Does hot air have high pressure, and does compreesed air have high pressure? I have heard a lot about pressure.  Warm air is less dense and has low pressure, but I thought warm air has high pressure. I know that compressed air is going to be hot, so wouldn't it have high pressure? 
We know that the air molecules in cold air move slower than in warm air, but there are more of them packed closer together. So the chances of colliding are more significant.

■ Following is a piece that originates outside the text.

PR #1430, opened 2017-11-10
@eessex => Require underscore in a few missing places

kanaabe:
I'm so curious why this just started happening, but let's just fix this for now -- I wonder if with our former Browserify setup `underscore` was a globally available package or something. Seems like an odd thing to start happening now and Webpack is really the only change. 🤔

Is that why cold air has high pressure? 
This is a counter-argument because the molecules in hot air are farther apart but move faster so they would also have a big chance of colliding, right? 
I would appreciate it if the gentleman or women who reply to this could answer all of my questions if you can, but any reply would be appreciated. 
Thanks, Gary
 A: The answer is none of the above.  You can have warm air that is lower pressure, higher pressure, or equal pressure to cold air.  However, if you want to focus on a single body of air (such as the air in a room, or air in a balloon), we can talk about how changes affect pressure.
The key equation, as I.E.P. mentioned in the comments is $PV=nRT$ where:


*

*P is the pressure of the gas

*V is the volume of the gas

*n is the number of mols of gas

*R is the ideal gas constant

*T is the temperature (in kelvin)


So we can see from this equation that if you take a fixed amount of gas (n doesn't change), and you increase its temperature by heating it, either pressure or volume (or both) must change.  If you do that heating in an enclosed chamber, the pressure will increase.  This would lead you to the idea that warm air is high pressure, but that's not quite a true statement.  What is true is that if you heat air in an enclosed space, you will increase its pressure.  On the other hand, if you heat the air in an open container with no lid, the pressure wont increase at all: the volume will increase.
Just because air is compressed does not automatically make it "hot."  It just means it has a high pressure.  If you have experience with compressors, this might not be intuitive because, in practice, you find that compressors heat the air quite a bit (especially if you're filling air tanks for divers!).  However, that is really an issue of inefficiency.  The piston based compressors take an initial volume of air and compress it really quickly into a small volume.  This is going to either raise the pressure, the temperature,  or both.  In practice, it raises both.  That's not a desirable thing -- it wastes money to generate all that heat.
Finally, to your model of collisions, if you have a hot gas and a cold gas at the same pressure, what you will find is that the hot gas will have fewer collisions, but they will be more energetic (higher velocity).  The cold gas will have more collisions, but they will have less energy.  They're two different approaches to cause the same pressure.
A: Sorry for the necro-answer, but this question bugged me awhile and I wanted to post the thoughts that helped me understand the issue.  Because I couldn't understand how the two could be decoupled at all, and thought Temperature=Pressure.
Imagine you've got a large room - and it's empty except for 10 hydrogen atoms.  The temperature of the system is how much energy/speed those atoms have.  So if they're moving fast, the temperature is hot; if they're moving sluggishly, the temperature is cold.  Now, that's not the same thing as pressure.  Pressure is how much force is being put on the sides of the room, pushing outwards.  Well, there's only 10 atoms - it's going to be low pressure even if those atoms are relatively hot, because it's only 10 atoms exerting pressure against the sides of the container.
Or another thought experiment: imagine you've got a container of an ideal gas.  You can't heat the gas up without making it expand; you can't change the volume of the gas without changing its temperature - so it might seem like Temperature=Pressure.  But imagine dividing the container in two, letting one half of the gas out, and then letting the gas reexpand to fill the container.  So the gas cools and depressurizes during this expansion... but what happens when you heat the gas back to its original temperature?  The pressure goes up... but not all the way up to what it was before!  Because the Ideal Gas Law (Pressure x Volume = Constant x MoleculeCount x Temperature) - one of those variables was changed: MoleculeCount.  It's been halved.  Which means, if you heat the temperature back up to what it was before, but it only has half the mass, the pressure is going to be half of what it was before - even though the temperature is exactly the same!
So if you want a low-pressure, high temperature system?  Make it low mass.  If you want a high-pressure, low-temperature system?  Pack in lots of molecules.
Short Story: Temperature is highly related to Pressure... but only if the mass doesn't change.  Change the mass, change the ratio between Temperature and Pressure.